Set high and low water level
High and low water levels are used in conjunction with isWritable later
Add the channel.isWritable() judgment
isActive() also needs to be added to channel.isWrite() to determine if the channel is available. isActive only ensures that the connection is active, while isWrite determines if the connection is writable.
isWritable can be used to control the ChannelOutboundBuffer from expanding indefinitely. The mechanism is to use the set channel high and low water levels to make a determination.
Modified and then tested and sent to 27W times without reporting an error.
Analysis of solution ideas
The general Netty data processing flow is as follows: the read data is handed over to the business thread for processing and then sent out (the whole process is asynchronous), Netty adds a ChannelOutboundBuffer between the business layer and the socket in order to improve the network throughput.
When channel.write is called, all the data written is not actually written to the socket, but to the ChannelOutboundBuffer first, and only when channel.flush is called is it actually written to the socket. Because there is a buffer in the middle, there is a rate match, and this buffer is still unbounded (chained), that is, if you do not control the speed of channel.write, there will be a lot of data piled up in this buffer, and if you encounter the socket can not write data (isActive judgment is invalid at this time) or write is slow.
The likely result is to run out of resources, and if the ChannelOutboundBuffer is a
DirectByteBuffer, this will make the problem even more difficult to troubleshoot.
The process can be abstracted as follows.
From the above analysis, we can see that step one is written too fast (too fast to process) or the data is not sent downstream can cause problems, which is actually a rate matching problem.

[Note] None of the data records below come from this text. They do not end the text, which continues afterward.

PR #69, opened 2018-09-12
Update Web App Manifest endpoint to /wp/v2/web-app-manifest

adrianocalvitto:
Just looked at a couple of projects I am following, they actually register new endpoints to WP Api using `app` as part of the namespace.

Wouldn't be `app` more suitable as general namespace for theme-registered endpoints?

Wouldn't be `pwa` (official plugin slug) more appropriate the plugin's rest namespace? 

Adriano

### DIFF
--- a/tests/test-class-wp-web-app-manifest.php
+++ b/tests/test-class-wp-web-app-manifest.php
@@ -36,7 +36,7 @@ class Test_WP_Web_App_Manifest extends WP_UnitTestCase {
 	 *
 	 * @var string
 	 */
-	const EXPECTED_ROUTE = '/app/v1/web-manifest';
+	const EXPECTED_ROUTE = '/pwa/v1/web-manifest';
 
 	/**
 	 * Image mime_type.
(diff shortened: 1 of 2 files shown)


westonruter:
Since this is a feature plugin with the intention of being merged into core, we'd want to use a namespace that should be used in core. Maybe that means we should use the `wp/v2` namespace instead.

adrianocalvitto:
> Since this is a feature plugin with the intention of being merged into core, we'd want to use a namespace that should be used in core. Maybe that means we should use the `wp/v2` namespace instead.

@westonruter makes way more sense :)

westonruter:
Would you like to amend your PR with that change?

westonruter:
The `REST_ROUTE` should probable also change to `web-app-manifest`:

https://github.com/xwp/pwa-wp/blob/f7fb7e8c20ce4af8520bc3a2437b6864c7d5cc37/wp-includes/class-wp-web-app-manifest.php#L34

adrianocalvitto:
@westonruter sure I have some time later 👍

adrianocalvitto:
@westonruter sorry, any clue why that test is failing? No idea...

westonruter:
> sorry, any clue why that test is failing? No idea...

It's related to changes in #65. The test fails randomly. I restarted the job.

Netty source code description
Above high water level
When the capacity of ChannelOutboundBuffer exceeds the high water level setting threshold, isWritable() returns false, sets channelUnwritable, and triggers fireChannelWritabilityChanged().
Lower than low water level
When the capacity of ChannelOutboundBuffer falls below the low water level setting threshold, isWritable() returns true, setting the channel writable and triggering fireChannelWritabilityChanged().
When the capacity of ChannelOutboundBuffer exceeds the high water level setting threshold, isWritable() returns false, indicating that the messages are creating a buildup and the write speed needs to be reduced.
When the capacity of ChannelOutboundBuffer is below the low water level threshold, isWritable() returns true, indicating that there are too few messages and the write speed needs to be increased. After the above three steps were modified, the problem was observed on the deployment line for six months without occurrence.